Examining the impact of funded area-level interventions across England (April 2019 – March 2022)

Research Team

Dr Jess Deighton, Professor Jane Barlow, Professor Steve Morris, Dr Tanya Lereya, Dr Emily Stapley

Theme

Early interventions for children across the life course and their families

What we found out

  • HeadStart, an area-level mental health intervention, aimed to improve the wellbeing of secondary school students did not impact school absenteeism or attainment.
  • However, it prevented about 800 students from experiencing a school exclusion in 2016/17, its first year of implementation.
  • This represents a 10% relative reduction in the exclusion rates in areas that received programme funding. This impact is on the boundary of statistical significance.
  • The study used a method called the Synthetic Control Method to evaluate the impact of HeadStart. The analysis provides encouraging evidence that it is an appropriate methodology to use to evaluate the impact of other complex area level interventions.

Why is this important

There has been a dramatic rise in mental health disorders among adolescents seen in the past decade across the world, there is an urgent need for robust evidence on what works to combat this trend. This work provides the first robust evaluation of the impacts on school outcomes of 6-year funding programme (HeadStart) for area-level mental health interventions for adolescents.

Policy implications

Findings show that areas level interventions of this kind can impact on wider educational outcomes such as exclusion rates, but there are challenges associated to sustaining impacts over time despite continued funding. They also indicate that synthetic control method is a promising methodology to investigate the impact of complex area level programmes. 

What we did

To investigate the effectiveness of HeadStart on school level outcomes, we used the synthetic control method developed by Abadie, Diamond, and Hainmueller (2010) and analysed routinely collected data from the National Pupil Database (Department for Education).
The outcome variables included:

a.    Absenteeism: Authorised and unauthorised absence – measured in terms of proportion of all sessions missed for authorised/unauthorised reasons

b.    Exclusion: Proportion of students ever excluded (fixed period exclusion or permanent exclusion) and proportion of all sessions missed because of a fixed period exclusion.

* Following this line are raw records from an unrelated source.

PR #364, opened 2020-05-06
Scaffold eth support

forshtat:
1. Do not lint './dist/' folder
2. Always prioritize 'sendAsync' over 'send'
3. Use 'Common.forCustomChain' method to create chain configuration for
Tranasctions objects
4. Increase log verbosity
5. In devMode server forces excecution of 'worker' every 8 seconds
6. Unconfirmed transactions logic relies on past blockchain state no more
7. Fix bug with case-sensitive address in tx store manager
8. Allow 'runServer' to read from deployment files


src/relayclient/RelayProvider.ts
```diff
@@ -40,7 +44,11 @@ export class RelayProvider implements HttpProvider {
 
     this.origProvider = origProvider
     this.config = config
-    this.origProviderSend = this.origProvider.send.bind(this.origProvider)
+    if (typeof this.origProvider.sendAsync === 'function') {
```
drortirosh, line 47: hmm. sendAsync was removed in web3-provider>1.0. so buidler implements the old protocol?

src/relayserver/RelayServer.js
```diff
@@ -286,7 +288,11 @@ class RelayServer extends EventEmitter {
         console.error('web3 subscription:', error)
       }
     }).on('data', this._workerSemaphore.bind(this)).on('error', (e) => { console.error('worker:', e) })
-    setTimeout(() => { this.web3.eth.getBlockNumber().then(blockNumber => this._workerSemaphore.bind(this)({ number: blockNumber })) }, 1)
+    const handler = () => { this.web3.eth.getBlockNumber().then(blockNumber => this._workerSemaphore.bind(this)({ number: blockNumber })) }
```
drortirosh, line 291: over-clutter the logs. 
run handler only if `blockNumber!= this.lastScannedBlock`

src/relayserver/runServer.js
```diff
@@ -13,6 +13,23 @@ function error (err) {
   process.exit(1)
 }
 
+/// TODO: remove once translated to TypeScript. This method is in ./cli/utils.ts
+function getRelayHubAddress (hub) {
```
drortirosh, line 17: you ignore the function's logic if a parameter is given?
why not `const hub = commander.hub ?? getRelayHubAddress()`

(who approved that cli.ts ?)

src/common/utils.js
```diff
@@ -2,7 +2,13 @@ const ethUtils = require('ethereumjs-util')
 const web3Utils = require('web3-utils')
 
 const abi = require('web3-eth-abi')
+
+const { default: Common } = require('ethereumjs-common')
+
 function removeHexPrefix (hex) {
+  if (hex == null || typeof hex.replace !== 'function') {
```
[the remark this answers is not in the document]
forshtat: Let's talk about it later. It is not broken.

src/relayclient/RelayProvider.ts
forshtat: web3-provider-engine enforces calling to 'sendAsync'

src/relayserver/RelayServer.js
forshtat: This is temporary. Shahaf will take over and fix these issues

src/relayserver/runServer.js
forshtat: Yes, you're right. Will fix. On next PR.

src/common/utils.js
```diff
@@ -157,5 +170,23 @@ module.exports = {
...
+  /**
+   * Ganache does not seem to enforce EIP-155 signature. Buidler does, though.
+   * This is how {@link Transaction} constructor allows support for custom and private network.
+   * @param chainId
+   * @param networkId
+   * @return {{common: Common}}
+   */
+  getRawTxOptions (chainId, networkId) {
+    return {
+      common: Common.forCustomChain(
```
shahafn, line 184: Why is it "common:" and not "chain:"?

src/relayserver/RelayServer.js
```diff
@@ -286,7 +288,11 @@ class RelayServer extends EventEmitter {
...
+    if (this.devMode) {
```
shahafn, line 292: Every 8 seconds in devMode? Are you sure?

src/relayserver/RelayServer.js
```diff
@@ -609,22 +625,41 @@ class RelayServer extends EventEmitter {
...
+      const receipt = await this.web3.eth.getTransaction(transaction.txId)
+      if (receipt == null) {
+        // I believe this means this transaction was not confirmed
+        continue
+      }
+      const txBlockNumber = receipt.blockNumber
+      const confirmations = blockHeader.number - txBlockNumber
+      if (confirmations >= confirmationsNeeded) {
+        debug(`removing tx number ${receipt.nonce} sent by ${receipt.from} with ${confirmations} confirmations`)
+        await this.txStoreManager.removeTxByNonce({
```
shahafn, line 650: This should be `await this.txStoreManager.removeTxsUntilNonce({ signer: receipt.from,  nonce: receipt.nonce })`

src/relayserver/TxStoreManager.js
```diff
@@ -78,7 +78,7 @@ class TxStoreManager {
     return this.txstore.asyncRemove({
       $and: [
         { 'nonceSigner.nonce': nonce },
-        { 'nonceSigner.signer': signer }]
+        { 'nonceSigner.signer': signer.toLowerCase() }]
```
shahafn, line 81: Actually then you need toLowerCase() all insertions as well I think.

src/relayserver/RelayServer.js
```diff
@@ -609,22 +625,41 @@ class RelayServer extends EventEmitter {
...
     // Clear out all confirmed transactions (ie txs with nonce less than the account nonce at confirmationsNeeded blocks ago)
-    await this.txStoreManager.removeTxsUntilNonce({ signer, nonce: nonce - 1 })
-
+    // await this.txStoreManager.removeTxsUntilNonce({
+    //   signer,
+    //   nonce: nonce - 1
+    // })
+
+    for (const transaction of sortedTxs) {
+      const receipt = await this.web3.eth.getTransaction(transaction.txId)
```
shahafn, line 641: You don't have to fix now, but this is technically the tx itself and not the receipt.

src/relayserver/TxStoreManager.js
drortirosh: better `web3.utils.toChecksumAddress()` on the signer itself, instead of lowering it all the time.

src/common/utils.js
forshtat: It is the name from 'ethereumjs-tx':
```
function Transaction(data, opts) {
        if (data === void 0) { data = {}; }
        if (opts === void 0) { opts = {}; }
        // instantiate Common class instance based on passed options
        if (opts.common) {
            if (opts.chain || opts.hardfork) {
                throw new Error('Instantiation with both opts.common, and opts.chain and opts.hardfork parameter not allowed!');
            }
            this._common = opts.common;
        }
        else {
            var chain = opts.chain ? opts.chain : 'mainnet';
            var hardfork = opts.hardfork ? opts.hardfork : 'petersburg';
            this._common = new ethereumjs_common_1.default(chain, hardfork);
        }
```

src/relayserver/RelayServer.js
forshtat: otherwise it just spams everything with logs

src/relayserver/RelayServer.js
forshtat: Changed.

src/relayserver/TxStoreManager.js
forshtat: Will lowercase. this is not a good place to fail on checksum

src/relayserver/RelayServer.js
forshtat: Won't fix

src/relayserver/RelayServer.js
shahafn: This is only a buidler solution, it won't work on any testnet as this doesn't fix the websocket provider issue that we have.

src/common/utils.js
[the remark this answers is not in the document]
drortirosh: I know. that's why its only a "nitpic"

src/relayserver/RelayServer.js
drortirosh: of course it spams. but if you check and call _worker only if blocknumber changes, it won't spam at all...

PR #365, opened 2020-05-07
startGsn cleanup

drortirosh:
1.  export GsnTestEnvironment. can be used as
    ```javascript
    env = require( '@opengsn/gsn/dist/GsnTestEnvironment').default
    env.startGsn('local')
    ```
2. now report an error on null, unknown network or non-url

### DIFF
--- a/package.json
+++ b/package.json
@@ -42,7 +42,7 @@
     "lint:fix": "yarn run lint:js:fix",
     "lint:js": "eslint --ext .js,.ts --cache -f unix --ignore-path .gitignore src test scripts",
     "lint:sol": "solhint -f unix \"contracts/**/*.sol\" --max-warnings 0",
-    "lint:js:fix": "eslint --ext .js,.ts --cache  -f unix --ignore-path .gitignore src test scripts helpers --fix",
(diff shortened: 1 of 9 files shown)


package.json
```diff
@@ -51,6 +51,7 @@
     "tsc": "tsc --noEmit",
     "postinstall": "patch-package",
     "coverage-if-changed": "./scripts/run-coverage-if-changed.sh npm run coverage",
+    "postpack": "./scripts/postpack",
     "prepare": "./scripts/prepublish"
```
drortirosh, line 55: do we need this "prepare" for anything other than pack? if not, it can be renamed to "prepack", and then it runs only before pack..

src/relayclient/GsnTestEnvironment.ts
```diff
@@ -70,6 +72,7 @@ class GsnTestEnvironmentClass {
     })
 
     const relayProvider = new RelayProvider(new Web3.providers.HttpProvider(_host), config)
+    console.error('== startGSN: ready.')
```
drortirosh, line 75: this is the only important log for a user - when everything is up. others logs should be silenced in normal cases.

PR #366, opened 2020-05-07
Compile in solidity 0.6.2

drortirosh:
compiles. not all tests pass.
NOTE: a contract that uses both GSN and OpenZeppelin contract (e.g. Ownable) requires some hoop to work:

```
contract TestProxy is BaseRelayRecipient, Ownable  {

    function _msgSender() internal override(Context, BaseRelayRecipient) view returns (address payable) {
        return BaseRelayRecipient._msgSender();
    }
```


drortirosh:
NOTE: requires patching LibBytes
- change package version
- they have broken soldoc which breaks compilation, so changed "@return" to "return"

(also possible to copy out just `readBytes32` and `readAddress`)

forshtat:
closed in favour of https://github.com/opengsn/gsn/pull/367

PR #367, opened 2020-05-07
Migrate GSN to solidity 0.6.2

forshtat:
Note: 0x LibBytes was checked-in here


contracts/interfaces/IRelayRecipient.sol
```diff
@@ -1,17 +1,17 @@
-pragma solidity ^0.5.16;
+pragma solidity ^0.6.2;
 
 /**
  * a contract must implement this interface in order to support relayed transaction.
  * It is better to inherit the BaseRelayRecipient as its implementation.
  */
-contract IRelayRecipient {
+abstract contract IRelayRecipient {
```
shahafn, line 7: why not interface?

package.json
```diff
@@ -30,7 +30,7 @@
   },
   "prepublish": "npm run prepare",
   "scripts": {
-    "test": "yarn run lint && yarn extract_abi && yarn generate && yarn tsc && npm run test-js",
+    "test": "yarn run lint && yarn run truffle-compile && yarn extract_abi && yarn generate && yarn tsc && npm run test-js",
```
shahafn, line 33: 1. `yarn generate` already compiles.
2. If you're at it, then it's weird that we have both `yarn run` and `npm run`, even in the same line.

contracts/interfaces/IRelayRecipient.sol
forshtat: A) it was a contract
B) I think it has to call this._msgSender() for interface

drortirosh: Interface can't declare"internal" methods

drortirosh: Interface can't declare"internal" methods

drortirosh: Interface can't declare"internal" methods

Issue #372, opened 2020-05-14
Warning: Using ".value(...)" is deprecated. Use "{value: ...}" instead.


naszam:
Hi,
I'm playing with opengsn contracts for a project at the HackMoney hackathon to implement a Paymaster contract.
When inheriting BasePaymaster.sol and trying to compile:
```
$ truffle compile
```
I get the following error:
```
    @opengsn/gsn/contracts/BasePaymaster.sol:69:9: Warning: Using ".value(...)" is deprecated. Use "{value: ...}" instead.
```
I would recommend to update to a recent solc version and update the contracts.

Using the following dependences:
Ubuntu 18.04
npm v13.13.0
truffle v5.1.25
solc v0.6.7

forshtat:
https://github.com/opengsn/gsn/pull/376

Issue #371, opened 2020-05-14
Update to OpenZeppelin v3.0 


naszam:
Hi, 
I'm playing with opengsn contracts for a project at the HackMoney hackathon to implement a Paymaster contract.
When inheriting BasePaymaster.sol and trying to compile:
```
$ truffle compile
```
I get the following error:
```
Error: Could not find openzeppelin-solidity/contracts/access/Ownable.sol from any sources; imported from @opengsn/gsn/contracts/BasePaymaster.sol
```
I would recommend to update the contracts to OpenZeppelin v3.0.

Using the following dependences:
Ubuntu 18.04
npm v13.13.0
truffle v5.1.25
solc v0.6.7

forshtat:
https://github.com/opengsn/gsn/pull/376

PR #373, opened 2020-05-15
Update to OpenZeppelin v3.0 + fix .value() with {value:...} when inheriting BasePaymaster.sol

naszam:
Updated import to OpenZeppelin v3.0  in BasePaymaster.sol and  EIP712Sig.sol.
Changed .value() with {value:...} in BasePaymaster.sol

See Issues: #371, #372

### DIFF
--- a/contracts/BasePaymaster.sol
+++ b/contracts/BasePaymaster.sol
@@ -1,7 +1,7 @@
 pragma solidity ^0.6.2;
 pragma experimental ABIEncoderV2;
 
-import "openzeppelin-solidity/contracts/access/Ownable.sol";
+import "@openzeppelin/contracts/access/Ownable.sol";
 
 import "./interfaces/IPaymaster.sol";
 import "./interfaces/IRelayHub.sol";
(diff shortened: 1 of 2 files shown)


forshtat:
@naszam is there any benefit in the changes you've made here? These seem to be the exact same package with a different name and just an alternative syntax.

naszam:
@forshtat It compiles when inheriting BasePaymaster.sol.

forshtat:
> @forshtat It compiles when inheriting BasePaymaster.sol.
> It's just a quick fix for devs that want to implement a Paymaster contract.
> It doesn't cover all the contracts.

Not sure I understand. Does it not compile for you without these changes?

naszam:
@forshtat Nope! just with this fix.

forshtat:
> @forshtat Yep! It compiles only with this fix, using truffle.
> But I guess all the contracts should be updgraded to OpenZeppelin v3.0 and obsolete syntax for .value() should be fixed with {value:...}

Got you. Like, all the ouptput of the compilation is just warnings, and some OZ contracts are still generating warnings.

Anyways, updated all contracts in https://github.com/opengsn/gsn/pull/373#issuecomment-629814943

c.    Attainment: Proportion of students obtaining 5 GCSEs A*-C.

The idea behind employing the synthetic control method is that there may not be a single local authority that can be a good comparator to the HeadStart local authorities. In contrast, a weighted average of all the LAs that did not get the funding may create a good control group. The goal is to find the weights to assign each LAs that did not get the funding so that the weighted average of their outcomes in the pre-intervention period mimics the average of outcomes in the HeadStart LAs as closely as possible. 

We sought to achieve this balance in terms of the outcome variable measured in each year of the pre-treatment period, as well as LA pupil composition across the pre-intervention years in terms of gender, ethnicity, eligibility for free school meals, SEN, referrals into children’s social care and area deprivation. 

If it is possible to weigh the non-HeadStart local authorities in a way that achieves a good comparison to the HeadStart LAs pre-intervention, the outcome of the synthetic control group can be used as `counterfactual’ for the HeadStart LAs once the intervention takes place. In other words, any difference that we observe between the outcomes of the HeadStart local authorities, and the outcomes of the synthetic control group can be attributed to the impact of HeadStart.